Friday, November 12, 2010

Malaysia To World Bank: Help!

As far as I know, this hasn’t been reported locally:

Malaysia Seeks World Bank Help to Cut Spending, Trim Deficit

Nov. 12 (Bloomberg) -- Malaysia will ask the World Bank to help in the country’s efforts to cut government spending as Prime Minister Najib Razak seeks to reduce the budget deficit from a 22-year high.

The nation is asking the Washington-based lender to review all areas of government expenditure, including how state contracts are awarded, to prevent waste from inefficiency, Second Finance Minister Ahmad Husni Hanadzlah said in an interview in Kuala Lumpur yesterday.
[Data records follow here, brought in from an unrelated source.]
PR #611, opened 2020-10-13
bumper, Fix flaky in bumper unit test

RamLavi:
In unit test checking getUpdatedReleaseInfo
entries sometimes failed. This is because
getUpdatedReleaseInfo assumes that the tags list
received by ListMatchingRefs is sorted by time inserted.
However fake ListMatchingRefs method doesn't explicitly
sort it, so sometimes we get different order that causes
the test to fail.
Let's sort the tag list to fix this.
A comment to keep the tags to be inserted in
alphabetic-chronological order is also added.

**Release note**:

```release-note
NONE
```

### DIFF
--- a/tools/bumper/git_fakes.go
+++ b/tools/bumper/git_fakes.go
@@ -3,6 +3,7 @@ package main
 import (
 	"encoding/json"
 	"fmt"
+	"sort"
 	"io/ioutil"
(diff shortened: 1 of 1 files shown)


phoracek (approved):
/lgtm
/approve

Malaysia hopes the study will bolster the government’s credibility, he said.

“We just want a third party as a check and balance,” said Ahmad Husni, 58. An annual audit of spending at state agencies has shown “some negative findings and we hope that with the involvement of the World Bank, in the future we can see a clean sheet,” he said.

Narrowing the fiscal gap that dates to the Asian financial crisis more than a decade ago would help boost chances of lifting Malaysia’s credit rating, which is currently below that of China and Taiwan. Greater confidence in the Southeast Asian nation’s finances may also help bolster Najib’s efforts to lure investment and rejuvenate an economy that may be overtaken by neighboring Singapore this year.

Just as in the NKRA on corruption, this seems to me to be more about perceived rather than real results. And I’m not really convinced over the argument that we need to cut the deficit, as opposed to the level of borrowing relative to income. That might sound the same, but isn’t exactly – the first assumes that a balanced budget is a worthwhile goal (it isn’t), while the latter is more about a sustainable level of borrowing.

On the other hand (economists always have two hands!), some external bright light on the doings and goings on in government procurement would be a great incentive for the government to actually clean it up. What the Auditor General finds every year is shocking enough, but not much improvement has been forthcoming (or to be fair, seen to be forthcoming).

2 comments:

  1. Dear Hisham H,
    Interesting post you have on this. Now I sort of understand your thoughts on the deficit.

    I did my simulation of the Government deficit over here.

    But first out of curiosity, how would you qualify level of borrowing as a % of income? Is it something like a Debt Service Ratio? Perhaps 60% of GDP is sort of a trigger point, no?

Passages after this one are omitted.